Panite, TTS||timorsavana.com — Kasus dugaan pengeroyokan terhadap Arlon Selan dan Yolfni Taek di depan Polsek Amanuban Selatan, Kabupaten Timor Tengah Selatan (TTS), NTT, memantik kemarahan publik. Korban dan keluarganya menuding aparat kepolisian tidak bertindak saat insiden terjadi di depan mata.
Peristiwa bermula pada 16 Oktober 2025. Arlon Selan mengendarai mobil pick-up bersama Yolfni Taek dan istrinya, Vivi Tipnoni, dalam perjalanan pulang dari Nununamat. Sebelum tiba di rumah, mereka sempat memuat sebuah lemari di salah satu rumah mebel di wilayah Hauteas yang tak jauh dari gereja.

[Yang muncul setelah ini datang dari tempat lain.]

PR #784, opened 2017-03-18
database/raft: new package

tessr:
This splits out the new `raft` package from #683.


tessr:
PTAL 💃

kr:
:eyes:

database/raft/raft.go
```diff
@@ -0,0 +1,923 @@
...
+	// The actual replicated data set.
+	stateMu   sync.Mutex
+	stateCond sync.Cond
+	state     *state.State
+	done      bool
+
+	// Current log position.
+	// access only from runUpdates goroutine
+	snapIndex uint64
+	confState raftpb.ConfState
```
kr: I'm pretty sure confState needs to be protected by stateMu (or some other synchronization). It is read in getSnapshot (inside of CreateSnapshot), which runs in http handler goroutines.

Saat itu hujan gerimis membuat jarak pandang terbatas. Dari arah berlawanan datang Yudas Asbanu mengendarai motor tanpa lampu.

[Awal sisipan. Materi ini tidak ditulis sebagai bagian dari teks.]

PR #785, opened 2017-03-20
docs/internal: document point release standards

kr:
This change attempts to codify the standards we use to
include changes in a point release. It'll help to have
them written down. We can refine them over time if we
think it's necessary.


kr:
PTAL cc @jeffomatic 

This has come up a couple of times (e.g. https://github.com/chain/chain/pull/783#issuecomment-287830729) and I keep having to dig around in the slack history to remember what they even are.

PR #868, opened 2017-04-05
bin/poke-ci: new utility script

jeffomatic:
So sometimes our CI system (Wercker et al) can be a bit
tempermental. Here's a script that should trigger a re-run of the
CI process.


jeffomatic:
Ha ha. PTAL.

PR #872, opened 2017-04-05
cmd/multitool: remove the multitool command

bobg:
This tool is little-used, partly obsolete, at odds with some design decisions we reached a while ago, and keeps annoyingly requiring us to track changes elsewhere in the codebase.

It will be easy and better to reimplement the pieces of this tool on an as-needed basis.


bobg:
PTAL

PR #874, opened 2017-04-05
docs: add version selector

dominic:
Dropdown offers choices sourced from https://chain.com/docs/versions.js,
a document controlled by the marketing site. 

If the current version from the URL does not match the latest released 
version in that document, an alert is shown to the user indicating a
newer version is available.


docs/js/init.js
```diff
@@ -1,10 +1,11 @@
 $(function () {
-	
+
```
jeffomatic: newline

docs/js/layout.js
```diff
@@ -9,9 +9,9 @@ function activateCurrentSidebarItem() {
 }
 
 function prepareSidebarMenu() {
-	
+
```
jeffomatic: newline

PR #883, opened 2017-04-06
docs: improve version string parsing

dominic:
Previous regex relied on the presence of `/core` in the
URL. This prevented the correct version from being detected
on multiple paths.

### DIFF
--- a/docs/js/layout.js
+++ b/docs/js/layout.js
@@ -167,11 +167,12 @@ function fixupSidenotes() {
 
 function loadVersionOptions() {
 	var currentVersion
-	var matchedVersion = location.pathname.match('/docs/([0-9].*)/core')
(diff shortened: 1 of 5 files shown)


docs/js/layout.js
```diff
@@ -167,11 +167,14 @@ function fixupSidenotes() {
 
 function loadVersionOptions() {
 	var currentVersion
-	var matchedVersion = location.pathname.match('/docs/([0-9].*)/core')
+	var matchedVersion = location.pathname.match('/docs/([\d+\\.\d+)/')
```
jeffomatic: I think you need to double-slash the `\d`, as in `\\d`. The JS quoting rules will swallow the backslash otherwise, e.g.:

```
jeff@jeff-chain ~/go/src/chain (main) $ node
> console.log('\d')
d
```

PR #886, opened 2017-04-06
protocol/vm: create a Context directly

kr:
This change converts the tests in vm_test.go to stop
using packages bc and validation to build test fixtures,
and instead define a Context object in one step. Code
coverage stays at 95.3% with less test code.

Future work: once all test files stop depending on
package bc, move the test code back into package vm
(from vm_test).


protocol/vm/vm_test.go
```diff
@@ -9,8 +9,6 @@ import (
 	"testing/quick"
 
 	"chain/errors"
-	"chain/protocol/bc"
-	"chain/protocol/validation"
 	. "chain/protocol/vm"
```
bobg: Can this file now return to being in `package vm`?

protocol/vm/vm_test.go
```diff
@@ -460,10 +416,18 @@ func TestVerifyTxInputQuickCheck(t *testing.T) {
...
-		verifyTx(tx, 0)
+
+		vctx := &Context{
+
+			VMVersion: 1,
+			Code:      program,
+			Arguments: witnesses,
+			MinTimeMS: new(uint64),
+			MaxTimeMS: new(uint64),
+			TxData:    &[]uint8{0xa7, 0xff, 0xc6, 0xf8, 0xbf, 0x1e, 0xd7, 0x66, 0x51, 0xc1, 0x47, 0x56, 0xa0, 0x61, 0xd6, 0x62, 0xf5, 0x80, 0xff, 0x4d, 0xe4, 0x3b, 0x49, 0xfa, 0x82, 0xd8, 0xa, 0x4b, 0x80, 0xf8, 0x43, 0x4a},
```
bobg: Can you add a comment explaining the significance of these numbers (or lack thereof)?

protocol/vm/vm_test.go
kr: It can, but doing that right will involve some code changes (such as using virtualMachine instead of VirtualMachine) that would obscure what we're doing here, and it's relatively easy, so I'd rather do it for all the test files together in a separate "remove export_test.go" PR.

kr:
PTAL

protocol/vm/vm_test.go
kr: I updated the description to mention this as future work.

kr:
PTAL

bobg:
LGTM

PR #887, opened 2017-04-06
protocol/bc: reimplement entries as protobufs

bobg:
This PR redefines the various entry types (and some support types) as protocol buffers. This will let us use proto.Marshal and proto.Unmarshal as our block serializer/deserializer when we retire the legacy protocol/bc types.

This PR also removes Entry pointers from within entries themselves. For dereferencing one Entry object from another, a `map[Hash]Entry` has been added to the `TxEntries` wrapper type.


bobg:
rebased

bobg:
rebased

bobg:
PTAL

kr:
What's the compatibility plan for this? At a minimum, we need to:

- migrate database objects to the new format
- provide the old format to old get-blocks clients
- increment the "network protocol" version, but see previous item — maybe we should rethink this
- allow an old-format cored and a new-format cored to coexist in the same Chain Core cluster from one version to the next

kr:
We don't need to continue doing all those things indefinitely, just long enough to let people transition. So I think in practice that means for one or two release cycles.

kr:
As far as I know we haven't yet started to figure out how to do this correctly. In a blockchain network, there are several types of parties:

- transaction creator
- transaction signer
- block generator
- block signer
- block+tx validator
- (more?)

In what order should they each be upgraded so that nothing breaks?

bobg:
> What's the compatibility plan for this?

That can be mostly punted to after this PR lands, but I have begun thinking about it. We'll want to make sure that everything can read the new format before anything starts writing it, of course. We should avoid replacing legacy-format data with new-format data - so rather than change the layout of existing RPC calls, we define new RPC calls. And rather than change the format of the `blocks.data` database column, we define a new column for protobuf-format data.

kr:
Rad, that sounds great.

> That can be mostly punted to after this PR lands

As a tactical matter, does this PR break any existing network interfaces? Because we are about to freeze for 1.2 (at the end of this week) and I don't know if we'll have time to do all the necessary followup work to ensure compatibility before then. So maybe we need to hold off merging this until the tree "opens" for 1.3.

bobg:
> does this PR break any existing network interfaces?

I believe not (though we should of course test that), since nothing is yet trying to serialize any of the new entry types for anything other than hashing, and the protobuf types `Hash` and `AssetID` and `AssetAmount` serialize the same as they always have via `MarshalText`. (And nothing outside of test code is calling `proto.Marshal` on them yet.)

kr:
Oh self-facepalm, this is just the txentries types, not the legacy tx types. Got it.

kr:
Coupe of random thoughts in there but LGTM.

core/txbuilder/witness_test.go
```diff
@@ -41,9 +41,10 @@ func TestInferConstraints(t *testing.T) {
 }
 
 func TestWitnessJSON(t *testing.T) {
+	assetID := bc.NewAssetID([32]byte{0xff})
 	si := &SigningInstruction{
 		AssetAmount: bc.AssetAmount{
-			AssetID: bc.NewAssetID([32]byte{0xff}),
+			AssetId: &assetID,
```
bobg: Yeah, I went back and forth on this. I'm similarly unsure that where I ended up is right, but as you say we can revisit this later.

protocol/bc/bc.proto
```diff
@@ -20,3 +25,148 @@ message AssetID {
...
+    Hash          ext_hash    = 6;
+  }
+  Body body = 1;
+}
+
+message Mux {
+  message Body {
+    repeated ValueSource sources  = 1; // issuances, spends, and muxes
+    Program              program  = 2;
+    Hash                 ext_hash = 3;
```
bobg: Mostly by hand, partly by Emacs. It would be nice (and wouldn't be hard) to write a `protofmt` tool, now that you mention it.

protocol/validation/validation.go
```diff
@@ -145,133 +147,154 @@ func checkValid(vs *validationState, e bc.Entry) error {
...
 			return errNonemptyExtHash
 		}
 
 	case *bc.Spend:
-		err := vm.Verify(NewTxVMContext(vs.tx, e, e.SpentOutput.Body.ControlProgram, e.Witness.Arguments))
+		spentOutputEntry, ok := vs.tx.Entries[*e.Body.SpentOutputId]
+		if !ok {
+			return errors.Wrapf(errMissingEntry, "entry for prevout %x not found", e.Body.SpentOutputId.Bytes())
+		}
+		spentOutput, ok := spentOutputEntry.(*bc.Output)
```
bobg: What do you think of https://github.com/chain/chain/pull/887/commits/adc6dd38801fe507a1daccb19bcecf9c4da100ca ?

kr: Hmm, either way.

PR #892, opened 2017-04-07
docker/ci: install Thales CodeSafe SDK

kr:
This will allow us to test our production build targets.

Future work: update the test harness in chainprv to
check production builds.


kr:
PTAL

One drawback to this is it roughly triples the size of our docker image. Maybe we can prune some of it out once we're using it for real tests.

boymanjor:
LGTM

Issue #891, opened 2017-04-07
move various wercker scripts into chain/bin


kr:
Where possible, scripts such as `core-tests` should go in `$CHAIN/bin` so we don't have to rebuild the whole docker image just to edit the wercker logic.

boymanjor:
Wdyt of leaving them in `docker/ci/bin` and adding that directory to the image `PATH`? We could introduce a subdirectory named `install` that could house the scripts we need for the image build. In the Dockerfile we'll only include this new directory. That way we don't pollute $CHAIN/bin with wercker specific scripts. We won't have to rebuild the image unless we update the install scripts.

boymanjor:
Fixed by #893

Issue #890, opened 2017-04-07
don't compile protoc


kr:
Our docker image for CI is compiling protoc from source, which takes an ungodly amount of time. But they have binary releases we can download.

https://github.com/google/protobuf/releases

Let's look in to that.

kr:
One possible reason: maybe they don't run on CentOS 6 (glibc 2.12).

boymanjor:
The official protobuf binaries are built with an incompatible version of glibc. What do you think of pulling the compiled binary out of the image and throwing it up on s3? We can add downloading it as a part of the image build.

bobg:
Worth mentioning: although generated Go code in proto3 is not supposed to contain getters for simple scalar fields (as documented [here](https://developers.google.com/protocol-buffers/docs/reference/go-generated#singular-scalar-proto3)), [a recent change](https://github.com/golang/protobuf/commit/da116c3771bf4a398a43f44e069195ef1c9688ef) to `protoc` re-added them. The resulting difference between `go generate` output on my computer vs. that on Wercker had me [briefly confounded](https://github.com/chain/chain/pull/850#issuecomment-291939082).

Whichever version of `protoc` we settle on for CI, let's make sure it's the same one we use for development.

boymanjor:
Fixed by #893

PR #893, opened 2017-04-07
docker/ci: optimize image build times

boymanjor:
This commit addresses #890 and #891. Previously, the image
building process involved compiling the protobuf compiler from
src. This takes a very long time, but was necessary due to glibc
incompatibilities between the official binaries and CentOS 6.

The artifacts of the compilation have been extracted from the
image and placed on s3 for download. This commit also separates
the image's install scripts from its test scripts and only loads the
former into the Dockerfile. This will allow updates to tests without
having to rebuild the image.


boymanjor:
PTAL

bobg:
LGTM, awesome

PR #894, opened 2017-04-07
cmd/slashland: support new GitHub merge API

kr:
GitHub removed support for the squash property in merge
requests. They replaced it with a new property called
merge_method, which is an enum rather than a bool.

See https://developer.github.com/changes/2017-04-07-end-merge-methods-api-preview/.


kr:
PTAL

boymanjor:
lgtm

“Saya tidak bisa lihat dia. Saat lewat, dia langsung maki. Saya pikir dia teman,” tutur Arlon. Tak lama, Yudas berbalik arah dan menantangnya berkelahi di atas pick-up.
Arlon menyebut perkelahian sempat terjadi. Melihat situasi memburuk, Yolfni dan Vivi turun dari mobil untuk melerai. Yudas dipisahkan oleh Yolfni, sementara Vivi menarik Arlon kembali ke kendaraan. Namun pertikaian tak berhenti di situ. Yudas kemudian menitip pesan kepada pengendara lain agar menyampaikan kepada keluarganya bahwa dia telah dipukul.
Tak lama kemudian, massa dalam jumlah banyak berdatangan ke lokasi kejadian di Desa Bena, tempat peristiwa pertama terjadi. Merasa terancam, Yolfni menyuruh Arlon menyelamatkan mobil.
“Saya langsung bawa mobil jalan,” kata Arlon. Ia menuju rumah saudaranya, mengisi daya ponsel, lalu menghubungi Maci Selan, Ketua ARAKSI TTS, yang menyarankan agar ia segera melapor ke Polsek Amanuban Selatan untuk mencari perlindungan.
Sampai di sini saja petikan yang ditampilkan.